**Task statement**
Among the lines below, copy exactly those from the one with "Open design question: generous-bounded" through the one with "1. **e2e repro", counting both ends.

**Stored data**
* * *

PR #1640, opened 2026-06-01
fix(agents,think,ai-chat): re-attach to still-running sub-agent runs on parent recovery (#1630)

### LINKED ISSUE #1630: bug: sub-agent (agent-tool) runs are abandoned and re-run on parent recovery instead of re-attaching
## Summary

When a parent agent is interrupted (deploy / Durable Object eviction) **while a child agent-tool run is still in flight**, parent recovery marks the run `interrupted` within a ~5s budget and the parent re-issues the task — **re-running the child's already-completed work**. For long-running children (50–70s child turns observed in production) this is the common case under continuous deployment, and surfaces to users as "the agent went all the way back and lost the files it already wrote."

Surfaced while investigating a customer deploy-churn rollback report. (That customer's app turned out not to use sub-agents, so this is not their specific regression — but it is a genuine stock-Think bug, and it matches the production field-notes gap "a poison/long sub-agent blocks or is abandoned by its parent.")

## Root cause (all in `packages/agents/src/index.ts` unless noted)

1. **Single, short reconciliation pass.** On `onStart`, `_scheduleAgentToolRunRecovery` → `_reconcileAgentToolRuns` inspects each non-terminal child **once** within `DEFAULT_AGENT_TOOL_RECOVERY_TIMEOUT_MS = 2000` / `..._TOTAL_TIMEOUT_MS = 5000` (`~903`). A child still `running`/`starting` after that window is finalized `interrupted` (`~8005`):

   ```ts
   if (!inspection || inspection.status === "running" || inspection.status === "starting") {
     result = { runId: row.run_id, agentType: row.agent_type, status: "interrupted",
       error: "Agent tool run was still running, but live-tail reattachment is not supported in this runtime." };
   }
   ```

2. **The interrupted terminal write blocks later repair.** `_updateAgentToolTerminal` (`~7536`) only updates rows whose status is NOT already terminal, so once a row is `interrupted`, a child that *later* completes (via its own `chatRecovery`) never repairs the parent row.

3. **Re-issue can't re-attach.** `agentTool()` does not pass a `runId` (it only passes `parentToolCallId: executeOptions?.toolCallId`), so `runAgentTool` generates a fresh `nanoid(12)` → a brand-new child. Even with a *stable* runId (the documented "correct pattern"), `runAgentTool` on a duplicate **non-terminal** runId calls `_replayAndInterruptAgentToolRun` (`~7840`) — replays stored chunks then returns `interrupted` — rather than re-attaching to the live child.

4. **Lost in-memory promise.** The original `runAgentTool` await is gone after a restart; nothing bridges it (recovery runs in `ctx.waitUntil`, not by resuming the old promise). The child, however, is a **separate facet with its own `chatRecovery`**, so it self-completes its interrupted turn — the parent just never collects that result.

Net: the child's work is durable in the child facet (`cf_agent_tool_child_runs` in Think / `cf_ai_chat_agent_tool_runs` in ai-chat), but the parent abandons the run and the model re-runs it.

## Why the existing e2e looks "BOUNDED"

`packages/think/src/e2e-tests/task-amplification.test.ts` stays BOUNDED only because its `runTask` hard-codes a **stable** `CHILD_TASK_RUN_ID` ("the correct pattern") AND the child finishes inside the recovery window. A natural `agentTool()` re-issue (fresh runId) — or any child longer than ~5s — defeats both conditions and amplifies.

## Proposed fix (bounded re-attach)

Make a still-running **recoverable** child re-attach to its real terminal result instead of being abandoned. Both halves are needed — (b) keeps the row non-terminal so (a)'s re-issue can re-attach:

- **(a) `runAgentTool` duplicate non-terminal runId → re-attach.** Replace `_replayAndInterruptAgentToolRun` for the live-duplicate case with: resolve the child adapter, tail the live child to terminal (reuse `_forwardAgentToolStream` + `inspectAgentToolRun` + `_terminalResultFromInspection` + `_finishAgentToolRun`), return the real result. Fall back to `interrupted` only if there's no `tailAgentToolRun` adapter or it never reaches terminal. Makes the stable-runId pattern robust.
- **(b) Reconciliation re-attach.** For a still-running child whose adapter supports `tailAgentToolRun`, tail-to-terminal within a **generous bounded** budget (new `DEFAULT_AGENT_TOOL_REATTACH_TIMEOUT_MS`, e.g. 120_000) — or a `this.schedule()` defer-and-poll loop mirroring `_rescheduleRecoveryAfterStableTimeout` from #1623 — instead of marking `interrupted` at 5s. Only `interrupted` once the budget is exhausted.

Open design question: generous-bounded re-attach (e.g. 120s then `interrupted`) vs. a stricter cap; and whether the deferred poll should consume the same wall-clock bound as chat recovery.

## Scope / risk

- Changes agent-tool recovery **timing semantics** — re-attach can run for the child's lifetime inside `waitUntil`, so it MUST stay bounded so a genuinely hung child can't block forever.
- Reworks the tests that lock the current behavior:
  - `reconcileRunningThinkChildForTest` (in `packages/think/src/tests/agent-tools.test.ts` and `packages/ai-chat/src/tests/agent-tools.test.ts`) — currently assert `status: "interrupted"` with the "live-tail reattachment is not supported" message. New expectation: a child that completes during reattach → `completed`.
  - `reconcileStuckThinkChildWithTimeoutForTest` — asserts `elapsedMs < 1000`; a genuinely stuck child must still end `interrupted` but after the bounded budget (thread a small timeout through the test seam so the test stays fast).
- Think and ai-chat both implement `tailAgentToolRun` and child `chatRecovery`, so both can self-complete and be tailed.

## TDD plan

1. **e2e repro (the gate):** a variant of `task-amplification` where `runTask` uses a **natural fresh runId** (the `agentTool()` path) and/or a child longer than the recovery window → assert it currently **AMPLIFIES**, BOUNDED after the fix.
2. Implement (a), then (b); rework the two reconcile unit tests; add a "child completes during reattach → parent row completed" unit test.
3. Confirm the existing `task-amplification` (stable-runId) test still BOUNDED.

## References

- `packages/agents/src/index.ts`: `runAgentTool` (~7102), `_replayAndInterruptAgentToolRun` (~7840), `_reconcileAgentToolRuns` (~7946) + still-running branch (~8005), `_inspectAgentToolRunForRecovery` (~8068), `_scheduleAgentToolRunRecovery` (~8094), `_finishAgentToolRun` (~7491), `_updateAgentToolTerminal` (~7536), `_forwardAgentToolStream` (~7671), constants (~903).
- Child adapters: `packages/think/src/think.ts` (`cf_agent_tool_child_runs`, `tailAgentToolRun`, child `chatRecovery`), `packages/ai-chat/src/index.ts` (`cf_ai_chat_agent_tool_runs`, force-terminal-on-inspect when no abort controller).
- Tests: `packages/think/src/tests/agent-tools.test.ts`, `packages/ai-chat/src/tests/agent-tools.test.ts`, `packages/think/src/e2e-tests/task-amplification.test.ts`.
- Related: #1623 (recovery hardening; `AgentToolFailure.retryable` — `interrupted → retryable: true` — is the parent-facing half of this), and the field-notes gap on synchronous child agents.

threepointone:
Closes #1630.

## Problem

When a parent agent is interrupted (deploy / Durable Object eviction) **while a child `agentTool()` run is still in flight**, parent recovery sealed the run `interrupted` within a ~5s window and the parent re-issued the task — **re-running the child's already-completed work**. For long-running children under continuous deploys this surfaced to users as *"the agent went all the way back and lost the files it already wrote."*

Root causes (all in `packages/agents/src/index.ts` unless noted):

1. **Fresh runId per call.** `agentTool()` minted a fresh `nanoid` per call, so a turn re-run by chat recovery spawned a **brand-new child** instead of re-using the in-flight one.
2. **Abandon, don't re-attach.** A duplicate non-terminal run (`runAgentTool`) and a still-running child during startup reconciliation were sealed `interrupted` at ~5s instead of being tailed to their real terminal result.
3. **No durable child-run reconcile.** A child facet self-heals its interrupted turn via its own `chatRecovery`, but that path never wrote the child's agent-tool run row, so the row stranded `running` (think) / was force-errored (ai-chat) — the parent could never collect the recovered result.
4. **`interrupted` was an immutable terminal.** Once sealed `interrupted`, a later child completion could never repair the parent row, so a re-issue returned stale `interrupted` and the model retried with a new toolCallId → fresh child → re-ran work.

### 1. Stable child runId — `agentTool()` (`agent-tools.ts`)
Derive the child `runId` from the (recovery-preserved) tool call id: `agent-tool:<toolCallId>` instead of a fresh `nanoid`. A turn re-run by recovery resolves to the **same idempotent child facet**, so completed child work is never re-run. Falls back to a fresh id only when there's no tool call id.

### 2. Bounded re-attach (`runAgentTool` + `_reconcileAgentToolRuns`)
A duplicate non-terminal `runId` and a still-running child during startup reconciliation now **tail the live child to its real terminal result** and collect it, instead of immediately sealing `interrupted`. Bounded by a generous internal wall-clock budget `DEFAULT_AGENT_TOOL_REATTACH_TIMEOUT_MS` (120s), consistent with the wall-clock-dominant chat-recovery budget (#1638): a child that keeps advancing toward terminal within the window is collected; a genuinely hung child still seals `interrupted` so recovery can never block forever.

`_reconcileAgentToolRuns` is a **two-pass** sweep: a deadline-bounded inspect/classify, then **parallel** re-attach of still-running children (each with its own budget) — so one slow/hung child can't starve every later sibling against the shared deadline.

### 3. Durable child-run reconcile — think + ai-chat (transcript-based, symmetric)
Both packages reconcile a stale child-run row (`running`, no live abort controller = the original isolate is gone) from the **durable transcript** on `inspectAgentToolRun`, gated on recovery state via `_classifyAgentToolChildRecovery()` (lists chat-recovery incidents on the 1:1 child facet):

- recovery `in-progress` → keep `running` so the parent's bounded re-attach keeps waiting;
- settled with an assistant turn (text **or** tool-only) → `completed` (the parent collects the real result);
- `failed`/empty → `error`.

This keeps the child's own (working) `saveMessages` recovery path **untouched**.

> **Why not the durable submission registry?** We first tried running the child via `submitMessages({ submissionId: runId })` so the durable submission row would be the recovery-reconciled terminal marker. The unit suite stayed green, but the **real-eviction e2e caught a regression**: `_recoverSubmissionsOnStart`'s "error a `running` submission whose messages were applied" policy fights the chat-recovery fiber resuming a multi-restart, multi-step tool loop — the child stalled at 10/30 steps and the parent collected `error`. Submissions are a clean *single-turn* durable primitive but the wrong execution path for resumable agent-tool loops. **Reverted** in favor of the transcript reconcile, which never touches the recovery path. (Tracked as base-API follow-ups N7/N8 in the working doc.)

### 4. `interrupted` is now a soft, repairable terminal (`_updateAgentToolTerminal`)
`_updateAgentToolTerminal` no longer excludes `interrupted` from its overwrite guard (only `completed`/`error`/`aborted` are hard/immutable), and `runAgentTool` routes an existing `interrupted` run through the re-attach path. So a re-issue (or later child completion) **repairs** the row to the child's real result instead of returning stale `interrupted` — implements #1630's "fix `_updateAgentToolTerminal` so a later child completion can repair the parent row."

## Edge cases handled (from review)

- **Multi-child starvation** — parallel re-attach (above).
- **Text-less completed runs** — collected as `completed` when the recovered turn produced **any** assistant message (text or tool-only), not only when there's final text.
- **Chunk re-replay** — re-attach tails from the child's **current max chunk sequence**, not `-1`, so it forwards only new chunks (a reconnected client already replays stored chunks via `_replayAgentToolRuns`; the client reducer appends by arrival order).
- **Hung-child reader** — on budget-abort the tail reader is abandoned (a pre-caught read), not cancelled: cancelling a remote child-facet RPC stream surfaces an unswallowable "Stream was cancelled" pump rejection (verified). The hold is bounded — the child reaches terminal within its own chat-recovery ceiling, firing the tail's closer which releases the reader.
- **No premature terminalize** — `_checkRunFibers()` (creates the recovery incident) is `await`ed in `onStart` before the facet serves RPC, so a stale-row inspect always sees the in-progress incident.

## API / surface

- No new public configuration (budget is an internal constant; the existing `maxAttempts` stays the one knob).
- Adds an internal `agent_tool:recovery:reattach` observability event.
- `agentTool()` runId derivation and the re-attach behavior are internal.

## Tests

- **think unit (`agent-tools.test.ts`):** reworked still-running → `completed` via re-attach; new bounded-tail-able-stuck → `interrupted` after budget; new **parallel** reconcile (hung child can't starve a sibling); new **interrupted-repair** (re-issue collects `completed`). Plus the `agents` test that `agentTool()` derives a stable runId.
- **ai-chat unit:** the reconcile classify/`completed`/`error`/`in-progress` paths.
- **Real-eviction e2e (`task-amplification.test.ts`):** drives both the hand-picked stable-runId parent **and** the natural `agentTool()` parent through real kill/restart churn, asserting the child reaches all 30 steps **and** the parent's run row settles `completed` (`parentChildStatus`). Both scenarios pass.
- **Real-deploy harness (`examples/deploy-churn`, operator-run):** a new `--mode subagent` drives a child via `agentTool()` and fires real `wrangler deploy`s mid-child-loop. Run with 2 mid-loop deploys, it confirms the fix holds under *real* deploys — the child completed all 30 steps with **1** re-run (**no amplification, no data loss**). It also surfaced the follow-up below.

## Verification

- `tsc` clean (agents + think + ai-chat); `oxlint` + `oxfmt` clean.
- Full suites green: think **458**, ai-chat **480**; `agents` agent-tool tests green.
- Both real-eviction e2e scenarios pass (~224s).

## Known follow-ups (tracked, not in this PR)

- **Orchestrating-parent recovery progress (surfaced by the real-deploy harness).** A parent turn that merely `await`s a sub-agent makes no forward progress of its own, so under heavy deploy churn the **parent's own** chat recovery can exhaust (`stable_timeout`, `progress: 1`) *before the child finishes* — the parent then collects `interrupted` even though the child completed (its work preserved, no amplification). Fix (= plan's N1 "apply recovery to the sub-agent path"): count the child's forwarded progress as parent progress, and/or re-attach a still-recoverable `interrupted` row on a later restart. Beyond this PR's re-attach scope → separate PR.
- **ai-chat real-eviction e2e** — blocked on building a deterministic, LLM-free, `streamText`-compatible mock child that completes after recovery (an AI-SDK harness problem orthogonal to this change; ai-chat's reconcile is unit-validated).
- **N7** — durable submissions can double-recover / prematurely error a `chatRecovery` turn under churn (the latent base-API bug behind the reverted submission experiment).
- **N8** — unify the durable "turn status/result" record (transcript vs deleted-on-success incident vs submissions).

## Test plan

- [ ] CI green
- [ ] Review the re-attach budget (120s) and the `agent-tool:<toolCallId>` runId derivation
- [ ] Validate against `examples/deploy-churn` + the customer chaos harness

Made with Cursor


threepointone:
/bonk do a deep review, look for edge cases, is the ux/dx good

Issue #1637, opened 2026-06-01
recovery budget should be wall-clock-keyed-to-progress + alarm-debounced, not raw attempt count (deploy churn)


threepointone:
## Problem

Bounded chat recovery (#1623) caps retries by **attempt count** (`attempt > maxAttempts`, default 6) plus a 15-min incident-age wall-clock, with a progress-aware reset (#1628/#1633). Under realistic deploy churn the **attempt count is the wrong primary bound**, and a healthy in-flight turn gets sealed even though it's advancing.

### Producer-side evidence (customer session)
One prompt → **23 successful LLM calls / 16.8k output tokens / ~6 min**, **0/23 errored**, 0 MB (not OOM). It exhausted recovery and sealed. Why:

- **One deploy ≠ one alarm.** A rollout takes ~11–22s and the WebSocket drops/reconnects several times — ~15 real disconnects from ~10 deploys; **4 disconnects in 37 s** when deploys bunched (dashboard 20:39:19 → project 20:39:39 → agent 20:40:01). Each reconnect/eviction can fire a recovery alarm, so the attempt counter inflates far faster than the real interruption rate.
- **Retries aren't independent.** Each eviction forces a cold re-run with growing context and no prompt cache → each attempt is *slower* (20→35 s) and less likely to complete a unit of work before the next deploy. So the geometric "raise the cap" intuition doesn't hold — more attempts of a degrading process buys little.

Net: the cap trips on a reconnect/eviction *storm*, not on genuine repeated failure. (Companion to #1631; #1628 fixed the progress *signal*, this fixes the *budget shape*.)

## Proposed change (decided design)

Make the budget **wall-clock-keyed to forward progress**, with the attempt cap demoted to a secondary backstop:

1. **Primary bound: no-progress wall clock = 5 min.** Track `lastProgressAt` on the incident; reset it to `now` on every forward-progress attempt. Exhaust when `now - lastProgressAt > 5min`. A turn that produces *anything* within 5-min windows survives indefinitely under churn; a turn that goes quiet for 5 min is sealed.
2. **Alarm debounce ≈ 30 s.** Consecutive recovery alarms within the debounce window (covers a rollout's reconnect storm) collapse into **one** attempt instead of N.
3. **Attempt cap = high secondary backstop** (raise default, e.g. ~10) so the 5-min window binds first under normal cadence; the cap only catches a pathological tight alarm-loop. It still resets on progress.
[...]

PR #1641, opened 2026-06-01
fix(agents,think,ai-chat): count a sub-agent's progress as the orchestrating parent's recovery progress (N9)

threepointone:
## Summary

A parent turn whose work is *"run a sub-agent and `await` its result"* produces **no recoverable content of its own**. Under deploy churn, the **parent's own** chat-recovery no-progress window could therefore exhaust while the child was still healthily streaming — the parent abandoned its turn as `interrupted` and collected an interrupted result *even though the child went on to complete*.

This is the other half of the sub-agent recovery story: #1630/#1640 made the child **self-heal** and made the parent **re-attach** to it, but the parent's *own* recovery budget still expired while it waited. It's what still forced a customer-side `MAX_TASK_TURN_RETRIES` cap.

Reproduced by the `examples/deploy-churn --mode subagent` harness with real `wrangler deploy`s mid-loop: the parent exhausted at **`attempt 6/6`, `progress: 1`** while the child self-healed all 30 steps with no amplification.

## Root cause

`_forwardAgentToolStream` (base `Agent`) only **relayed** child chunks to the parent's connections via `_broadcastAgentToolEvent`. It never touched the parent's durable recovery-progress marker (`_bumpChatRecoveryProgress`), which lives in the chat layer (`Think` / `AIChatAgent`), not in base `Agent`. So an awaiting parent banked **zero** forward progress, and the no-progress window (`lastProgressAt`, #1638) tripped.

## Fix

- Add a base-`Agent` seam **`_onAgentToolStreamProgress()`** (no-op by default), invoked by `_forwardAgentToolStream` **once per read iteration that actually forwarded ≥1 child chunk**.
- `Think` and `AIChatAgent` **override** it to bump their recovery-progress marker, throttled in-memory (`AGENT_TOOL_STREAM_PROGRESS_BUMP_THROTTLE_MS = 5s`, reset per isolate — so the **first forwarded chunk after any restart always credits**, guaranteeing each recovery attempt that observes child output registers progress).
- Covers **both** the live `runAgentTool` path and the recovery `_reconcileAgentToolRuns` / re-attach path (all route through `_forwardAgentToolStream`).
- The bump is **best-effort** — wrapped so a transient failure can never break the child stream the user is watching.

### Design guard (the important invariant)

Credit is granted **only on a genuinely-forwarded chunk** — never merely because a child is attached. A **silent / hung child forwards nothing → no credit → the parent still exhausts on its own no-progress timer**, so a stuck sub-agent can never pin a parent's recovery open forever. (Covered by a dedicated unit test.)

## No new public API / config

Zero new app-facing surface — a parent using `agentTool()` / `runAgentTool()` now survives churn while its child streams, automatically. The seam is an internal (`_`-prefixed) protected hook for the framework's own chat-recovery agents.

## Validation (all three layers green)

- **Unit (think + ai-chat, deterministic):** forwarding a child stream via the real `_forwardAgentToolStream` advances the durable marker and **resets the parent's attempt budget** exactly like in-band content (mirrors the existing #1637/#1638 budget-reset test); a **silent** child (0 chunks) does **not** credit, so the cap still binds. New harness seam `forwardChildStreamProgressForTest` in both packages. Full suites green (think 460, ai-chat 482).
- **SIGKILL e2e:** the `task-amplification` natural-`agentTool()` scenario stays **BOUNDED** (child 30/30, 1 bounded re-run) and the parent collects `completed` — **no regression** to #1640's re-attach.
- **Real-deploy (`deploy-churn --mode subagent`, 3 mid-loop `wrangler deploy`s):** verdict flipped **`NOT COLLECTED` → `RE-ATTACHED`** — `parentChildStatus: completed`, child 30/30, and the parent's recovery incident shows **`progress: 8`, `attempt: 5/6` (did not exhaust)** vs the prior `progress: 1, attempt 6/6 → interrupted`.
- Also fixed a harness gap: `deploy-churn`'s `reset()` now clears the parent's chat transcript, so a **reused** session no longer silently short-circuits the sub-agent mock model to "DONE".
- `npm run check` clean (sherif, exports, oxfmt, oxlint, typecheck — 91 projects).

## Follow-up (deliberately out of scope — tracked as N10)

N9 keeps the parent alive *while the child streams new output*; it is not an infinite hold (by design — a silent child must let the parent exhaust). Under **extreme** churn where the child itself is repeatedly reset and produces no *new* forwarded chunks between two parent attempts, the parent can still climb to the cap (the real-deploy run collected at `attempt 5/6` — one beat from exhausting). The hardening backstop — **re-attach a still-recoverable `interrupted` row on a later restart** in `_reconcileAgentToolRuns` (using #1640's soft-`interrupted` + N6's transcript-reconcile to repair it to `completed`) — is left as a separate follow-up because it touches the same fragile reconcile code and needs its own real-deploy gate.

## Semver

Marked all three packages `patch` — this is a behavior bug fix with no new public API (the seam is an internal protected hook). Happy to bump `agents` to `minor` if reviewers prefer to treat the new protected hook as additive.

## Test plan

- [x] think + ai-chat unit suites green
- [x] SIGKILL `task-amplification` e2e BOUNDED + parent collects `completed`
- [x] `deploy-churn --mode subagent` real-deploy verdict = RE-ATTACHED
- [x] `npm run check` clean

### DIFF
--- a/.changeset/parent-progress-on-child-stream.md
+++ b/.changeset/parent-progress-on-child-stream.md
@@ -1,0 +1,28 @@
+---
+"@cloudflare/think": patch
+"@cloudflare/ai-chat": patch
+"agents": patch
+---
+
+Count a sub-agent's progress as the orchestrating parent's recovery progress
+
+A parent turn whose work is "run a sub-agent and await its result" produced no
+recoverable content of its own, so under deploy churn the **parent's** own
+chat-recovery no-progress window could exhaust while the child was still
+healthily streaming — abandoning the turn as `interrupted` and collecting an
+interrupted result even though the child went on to complete. (Reproduced by
+the `examples/deploy-churn --mode subagent` harness: the parent exhausted at
+`attempt 6/6` with `progress: 1` while the child self-healed all 30 steps.)
+
+Forwarding a child's stream to the parent's connections is now treated as
+genuine forward progress for the parent's recovery budget: `Think` and
+`AIChatAgent` advance their durable recovery-progress marker (throttled) each
+time `_forwardAgentToolStream` forwards child output, so a parent that keeps
+re-attaching to and streaming a live child survives churn indefinitely. The
+credit is only granted when the child actually produces output — a silent or
+hung child still lets the parent exhaust on its own no-progress timer, so a
+stuck sub-agent can never pin a parent's recovery open forever.
+
+This completes the sub-agent recovery story started by the stable-runId +
+bounded re-attach fix (#1630): the child self-heals and the parent both
+re-attaches to it _and_ keeps its own recovery alive while doing so.
--- a/examples/deploy-churn/src/server.ts
+++ b/examples/deploy-churn/src/server.ts
@@ -958,8 +958,11 @@ export class DeployChurnAgent extends Think<Env> {
       );
     }
     // Wipe submissions, the tool ledger, and tool config so a fresh run starts
-    // from zero. (Each orchestrator run also uses a fresh session/DO instance,
-    // so the durable transcript starts empty too.)
+    // from zero. Also clear the durable chat transcript: a REUSED session would
+    // otherwise keep the prior turn's tool result, so the sub-agent mock model
+    // (which only emits `runTask` when no tool result is present) would short-
+    // circuit to "DONE" and never dispatch the child.
+    await this.clearMessages();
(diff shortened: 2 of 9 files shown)


threepointone:
/bonk do a deep review on this, look for edge cases, is the ux/dx good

* * *

**Task output**
Open design question: generous-bounded re-attach (e.g. 120s then `interrupted`) vs. a stricter cap; and whether the deferred poll should consume the same wall-clock bound as chat recovery.

## Scope / risk

- Changes agent-tool recovery **timing semantics** — re-attach can run for the child's lifetime inside `waitUntil`, so it MUST stay bounded so a genuinely hung child can't block forever.
- Reworks the tests that lock the current behavior:
  - `reconcileRunningThinkChildForTest` (in `packages/think/src/tests/agent-tools.test.ts` and `packages/ai-chat/src/tests/agent-tools.test.ts`) — currently assert `status: "interrupted"` with the "live-tail reattachment is not supported" message. New expectation: a child that completes during reattach → `completed`.
  - `reconcileStuckThinkChildWithTimeoutForTest` — asserts `elapsedMs < 1000`; a genuinely stuck child must still end `interrupted` but after the bounded budget (thread a small timeout through the test seam so the test stays fast).
- Think and ai-chat both implement `tailAgentToolRun` and child `chatRecovery`, so both can self-complete and be tailed.

## TDD plan

1. **e2e repro (the gate):** a variant of `task-amplification` where `runTask` uses a **natural fresh runId** (the `agentTool()` path) and/or a child longer than the recovery window → assert it currently **AMPLIFIES**, BOUNDED after the fix.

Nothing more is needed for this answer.